Asked what they believed the probability was for 'chaos in Kent' from the start of next year, at least in the short term, Jerzewska and Burnett both estimated the likelihood to be 70%-80%.

"In terms of my gut feeling as we stand here today with 81 days to go and the amount of work that we have got to undertake, chaos in Kent? 80/20 for," said Burnett. "If businesses try to dispatch because they haven’t got customs agents to do the paperwork then the chances are they are still going to want to trade and if we’re not ready, then we will have chaos."

Robert Hardy, operations director for the Customs Clearance Consortium, was more optimistic, but still said: "More than 50% chance of delays in Kent. I’m not sure it’s chaotic, but it’s not good. The fear is that snarls up domestic traffic that’s delivering and collecting in Kent, it also snarls up the empty trucks that are going back and it snarls up the prepared."

Exports

Hardy's biggest concern was exports. "If there’s a snarl up in Kent, that’s all about exports from the UK. The biggest absolute fear is that a truck is sent to Calais and they send it back. That is a genuine fear.

"If the paperwork is validated whilst the vehicle is crossing the channel and that validation fails because the transit document’s not correctly authenticated or there aren’t any documents or the entry’s not lodged in France, it’s coming back.

"The fear is the Daily Mail headline of ‘We Sent our Goods to Europe and They Sent Them Back' is looming. It’s a matter of time."

Hardy added that if firms were concerned goods could be rejected at their destinations, GB exporters could easily be expected to pay a deposit of 0.5% - 1% of the value of goods, in addition to duties, to cover that eventuality. If delivery was successful, that cash would be repaid, but the process would still create additional cash flow pressures.

Red tape

Exporters also needed to clear the necessary red tape with authorities in every EU country they were sending goods to, said Hardy. "Now you have a situation where an exporter into the EU from a GB cheddar manufacturer is sending goods into France and it’s on something called 'delivered duty paid' terms.

"Delivery duty paid conditions mean the exporter is responsible for everything, including the import cleared in France, including the VAT in France, which requires them to have a French VAT registration and that’s not a quick fix, so if they haven’t done that already, the market’s going to lock itself out."

That was only a small part of the bureaucracy to consider, he said. "It’s the export health certificate, the phytosanitary certificate, the border control posts and the safety and security declaration, which for Dover-Calais I can’t do. I need access to the French system to do safety and security declaration in France."

Imports

There were still considerable problems for imports, said Burnett, much of which were faced by overseas importers, rather than UK-based firms. "The administrative burden to bring product in from Europe is colossal and it’s going to sit with the haulier and I just don’t think that’s a practical solution."

Hardy added: "It is the carrier’s responsibility to do the safety and security declaration. Now the carrier might be a trucker from Hungary. They’re not ready for that for sure.

"85% of trucks servicing the cross-Channel market are foreign. The initial leg is the import leg into the UK. If that’s super fast, super slick and the export leg is like walking through treacle, there will be a perpetual queue – no two ways about it.
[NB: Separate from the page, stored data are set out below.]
PR #487, opened 2017-01-27
Add a tool to check composer outdated dependencies

antograssiot:
You can check fot all outdated dependencies or choose to select only direct dependencies.

This is not ready to be merged, I'll try to find time to add tests but wanted to get feedback already.
There are places where I should add translation also if possible.

The gif screen capture is way slower than the actual behavior as it's recorded online.
zsfkhkzhzn

### DIFF
--- a/src/Template/Element/packages_panel.ctp
+++ b/src/Template/Element/packages_panel.ctp
@@ -22,6 +22,11 @@
         <?= __d('debug_kit', '{0} not found', "'composer.lock'"); ?>
     </div>
 <?php else: ?>
+    <div class="check-update">
+        <button class="btn-primary">Check for Updates</button>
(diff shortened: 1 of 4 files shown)


lorenzo:
This looks great!

src/Template/Element/packages_panel.ctp
```diff
@@ -75,3 +80,60 @@
...
+        }
+
+        function buildSuccessfulMessage(response) {
+            var html = '';
+            if (response.packages.bcBreaks === undefined && response.packages.semverCompatible === undefined) {
+                return '<pre class="success-message">All dependencies are up to date</pre>';
+            }
+            if (response.packages.bcBreaks !== undefined) {
+                html += '<h4>Update with potential BC break</h4>';
+                html += '<pre>' + response.packages.bcBreaks + '</pre>';
```
antograssiot: I'm actually using the tags issued by the console output to style the result so escaping here would break that.

Issue #489, opened 2017-02-03
Add configuration to disable/reorder panels


nrother:
Currently all default panels are always shown. With the recent addition of the new panels the list got so long that it overflows to the next line on my small monitor I usually keep firefox on.

As far as I can see one can add custom panels using the `DebugKit.panels` configuration, but there is no way to remove the default panels.

dereuromark:
I always thought

    'MyPanel' => false

would disable that one.
Maybe some docs missing if that works?
Otherwise I agree, this would be useful. 

Reordering might be a bit more tricky.

lorenzo:
We just need to make the bar scroll horizontally on overflow

nrother:
Actually I also expected that to work, but it did not... [The code](https://github.com/cakephp/debug_kit/blob/master/src/ToolbarService.php#L134) also does not look like if that would be supported.

Horizontal scrolling isn't much better that vertical scrolling, both keep the variables panel, I use most often, out of reach :frowning:  (Actually I think that horizontal scrolling is worse...)

dereuromark:
@nrother You can make a PR to allow the disabling etc, should be a quick addition.

lorenzo:
@nrother we can also make the variables panel the first one as it is the most commonly used

nrother:
@dereuromark Actually I'm not quite sure how to do this in a elegant way... A simple 
```php
foreach ($this->config('panels') as $panel => $enabled) {
	if ($enabled) {
	    $this->registry->load($panel);
    }
}
```
would not work if someone tries to add a panel while disabling another one (like `'panels' => ['Custom', 'DebugKit.Timers' => false]` because the panel name is now sometimes the key and sometimes the value... Is there an elegant way to solve this?

dereuromark:
Yes, other places in core and plugins check on the $panel being numeric here.
If so, then they are only values no key.

markstory:
Closing as a pull request is open now.

PR #490, opened 2017-02-06
Add option to disable build-in panels

nrother:
Ref #489


dereuromark:
This will need a test.

tests/TestCase/ToolbarServiceTest.php
```diff
@@ -73,6 +73,25 @@ public function testLoadPanels()
...
+    /**
+     * Test disabling panels.
+     *
+     * @return void
+     */
+    public function testDisablePanels()
+    {
+        $bar = new ToolbarService($this->events, ['panels' => [
+            'DebugKit.SqlLog' => false,
+            'DebugKit.SqlLog' => true,
```
dereuromark: Twice the same key? typo probably.

nrother:
Ok, this is not working as it should:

"You either solve that by making the export leg as slick as the import – really hard to do – or you somehow slow down the imports, so you’ve got some sort of balance within that circular flow. Or they stop coming because there’s easier money to make. Why bother to go to the UK when you’re not sure when you’re going to get a truck there?"

Access rights

Burnett said: "The issue is we haven’t got European hauliers with the access rights to go and pick that volume up if we haven’t got a deal. 30% of food comes from Europe." By the time 2021 began, overseas freight services might not have cabotage (leave to operate in the UK).

In turn, the UK may not have the right to operate sea, air or road transport services within at least some EU nations, he said. "If they are not going to deliver it because we have removed cabotage, we may not be able to go and get it."